Introduction
Serum neutralization corresponds protection against viral infection
after vaccination or natural infection. However, high levels of mutation
observed in viral glycoprotein of different variants could prevent
effective protection provided by neutralization serum. Therefore,
immediate determination of serum neutralization potency against
different variants is crucial (Wu et al., 2020). Particularly, new
variants have begun to emerge for disease caused by global infection
with severe acute respiratory syndrome coronavirus 2 (SARS-CoV-2) since
2019. It has been reported that mutations on the major neutralization
target of these variants alter serum-neutralizing activity induced by
early strains or vaccines (Kuzmina et al., 2021; Robbiani et al., 2020).
Some of these mutations can provide an escape from immune response by
decreasing monoclonal antibody (mAb) neutralization (Liu et al., 2021).
Due to the high risk of SARS-CoV-2 infection, cultivation of authentic
viruses requires laboratories with at least level 3 biological safety
(BSL3) equipped with negative pressure systems. This limitation prevents
to perform neutralization assays in many research centers, which only
has BSL2 laboratories. Pseudotyped virus neutralization assay is an
alternative method based on packaging a reliable replication-defective
pseudovirus with Spike protein to mimic the entry of the authentic
virus. Thereby, pseudoviruses can be contained in BSL2 conditions to
perform neutralization assays (Chen and Zhang, 2021; Li et al., 2018).

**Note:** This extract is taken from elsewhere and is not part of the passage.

PR #1726, opened 2018-02-20
upgrade nokogiri & libxml2

robbkidd:
Upgraded the gem references for nokogiri and upgraded omnibus/-software for an updated libxml2 "system library." Addresses CVE-2017-15412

In the broad extent, pseudoviruses can be utilized in
seroepidemiological studies, vaccine and monoclonal antibody
development, screening of viral entry inhibitors, and fundamental
virological methods (Ou et al., 2020). Several convenient pseudotyped
virus for SARS-CoV-2 have been reported, such as human immunodeficiency
virus (HIV)-based lentiviral particles (Donofrio et al., 2021), murine
leukemia virus (MLV)-based retroviral particles (Chen and Zhang, 2021),
or vesicular stomatitis virus (VSV)-based systems (Nie et al., 2020;
Salazar-García et al., 2022) with higher performance for evaluating the
efficacy of therapeutic drugs and vaccines (Salazar-García et al.,
2022). The results of such pseudovirus neutralization tests are very
closely correlated to those of authentic virus measurements. Also,
tracking the changes in Spike glycoprotein using pseudovirus
neutralizing assays is relatively easy (Schmidt et al., 2020).
From the beginning of the pandemic, DNA sequencing data of virus
glycoproteins is utilized to identify individual mutations in SARS-CoV-2
(Schrörs et al., 2021). One of the first variants called B.1.1.7 was
first emerged in the United Kingdom and had multiple mutations in the
target regions of neutralizing antibodies such as receptor binding
domain and N-terminal domain of Spike. SubsequentlyB.1.351 variant has
been identified in South Africa with additional mutations. B.1.1.7 and
B.1.351 variants share key mutations in the RBD (N501Y, D614G), but
B.1.351 has additional changes causing widespread escape from mAbs
(E484K, K417N) (Harvey et al., 2021; Zhou et al., 2021).
In this paper, we evaluated human convalescent plasma with different
serum neutralizing activities using pseudotyped VSV-ΔG virus carrying
Spike variants (Wuhan strain, B.1.1.7, and B.1.351). First, we
made a series of point mutations in Spike sequence of SARS-CoV-2 to
obtain global variants. Second, we generated pseudotyped viruses
usingSpike of ancestoral Wuhan strain and two variants and utilized to
evaluate neutralization activity of human serum samples. Neutralization
assay using Spike pseudotyped VSV-ΔG virus was found to correlate with
plaque assay using SARS-CoV-2 authentic virus. Additionally, Spike
pseudotyped VSV-ΔG virus was sufficient to discriminate serum responses
against different variants of the virus.